Every entry must be repeated exactly in the answer.

Saved entries

***

PR #30436, opened 2021-08-09
python3-pyproj-pip: add dep

russkel:

## Package name:

pyproj via pip

## Package Upstream Source:

https://github.com/pyproj4/pyproj

## Purpose of using this:

Focal's version of pyproj is out of date (the proj dependency is multiple major point releases out of date) and is missing features such as `database`. 

https://pypi.org/project/pyproj/

### DIFF
--- a/rosdep/python.yaml
+++ b/rosdep/python.yaml
@@ -7309,6 +7309,16 @@ python3-pyproj:
     '*': ['python%{python3_pkgversion}-pyproj']
     '7': null
   ubuntu: [python3-pyproj]
+python3-pyproj-pip:
+  debian:
+    pip:
+      packages: [pyproj]
+  fedora:
+    pip:
+      packages: [pyproj]
+  ubuntu:
+    pip:
+      packages: [pyproj]
 python3-pyqrcode:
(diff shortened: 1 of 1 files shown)


jacobperron (approved):
I'm not sure if we want to merge in a pip key given system packages are available.

We highly prefer maintainers to rely on the system packages over packages from pip since packages depending on pip packages cannot be released into a ROS distribution.

Though, I understand the pip key is convenient for from-source builds, so I'd be okay with merging this. I'd like to get thoughts from others (@clalancette, @tfoote).

tfoote (changes requested):
As Jacob mentions the system packages take priority. We should not include a pip package which will mask a debian package. The debian package has been tested and cross validated and we want to stick with the released managed version. It is expected to be an older version than what's available from pip. But the stability of the distro is what people rely upon and why we use the distro instead of building everything from source to get the latest.

russkel:
I was under the impression that there were keys for both system package and pip package. Further inspection of the `python3` keys show that not to be the case.

I'll maintain this key locally in that case.

PR #30441, opened 2021-08-09
update doc and source branches for libstatistics_collector in Galactic

emersonknapp:
Followup to #30411 - update doc and source branches as well


emersonknapp:
Nevermind - already done in https://github.com/ros/rosdistro/pull/30426

PR #30449, opened 2021-08-10
ruckig: 0.3.3-1 in 'melodic/distribution.yaml' [bloom]

pantor:
Increasing version of package(s) in repository `ruckig` to `0.3.3-1`:

- upstream repository: https://github.com/pantor/ruckig.git
- release repository: https://github.com/pantor/ruckig-release.git
- bloom version: `0.10.7`

### DIFF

***

▶ TASK ANSWER
PR #30436, opened 2021-08-09
python3-pyproj-pip: add dep

russkel:

## Package name:

pyproj via pip

## Package Upstream Source:

https://github.com/pyproj4/pyproj

## Purpose of using this:

Focal's version of pyproj is out of date (the proj dependency is multiple major point releases out of date) and is missing features such as `database`. 

https://pypi.org/project/pyproj/

### DIFF
--- a/rosdep/python.yaml
+++ b/rosdep/python.yaml
@@ -7309,6 +7309,16 @@ python3-pyproj:
     '*': ['python%{python3_pkgversion}-pyproj']
     '7': null
   ubuntu: [python3-pyproj]
+python3-pyproj-pip:
+  debian:
+    pip:
+      packages: [pyproj]
+  fedora:
+    pip:
+      packages: [pyproj]
+  ubuntu:
+    pip:
+      packages: [pyproj]
 python3-pyqrcode:
(diff shortened: 1 of 1 files shown)


jacobperron (approved):
I'm not sure if we want to merge in a pip key given system packages are available.

We highly prefer maintainers to rely on the system packages over packages from pip since packages depending on pip packages cannot be released into a ROS distribution.

Though, I understand the pip key is convenient for from-source builds, so I'd be okay with merging this. I'd like to get thoughts from others (@clalancette, @tfoote).

tfoote (changes requested):
As Jacob mentions the system packages take priority. We should not include a pip package which will mask a debian package. The debian package has been tested and cross validated and we want to stick with the released managed version. It is expected to be an older version than what's available from pip. But the stability of the distro is what people rely upon and why we use the distro instead of building everything from source to get the latest.

russkel:
I was under the impression that there were keys for both system package and pip package. Further inspection of the `python3` keys show that not to be the case.

I'll maintain this key locally in that case.

PR #30441, opened 2021-08-09
update doc and source branches for libstatistics_collector in Galactic

emersonknapp:
Followup to #30411 - update doc and source branches as well


emersonknapp:
Nevermind - already done in https://github.com/ros/rosdistro/pull/30426

PR #30449, opened 2021-08-10
ruckig: 0.3.3-1 in 'melodic/distribution.yaml' [bloom]

pantor:
Increasing version of package(s) in repository `ruckig` to `0.3.3-1`:

- upstream repository: https://github.com/pantor/ruckig.git
- release repository: https://github.com/pantor/ruckig-release.git
- bloom version: `0.10.7`

### DIFF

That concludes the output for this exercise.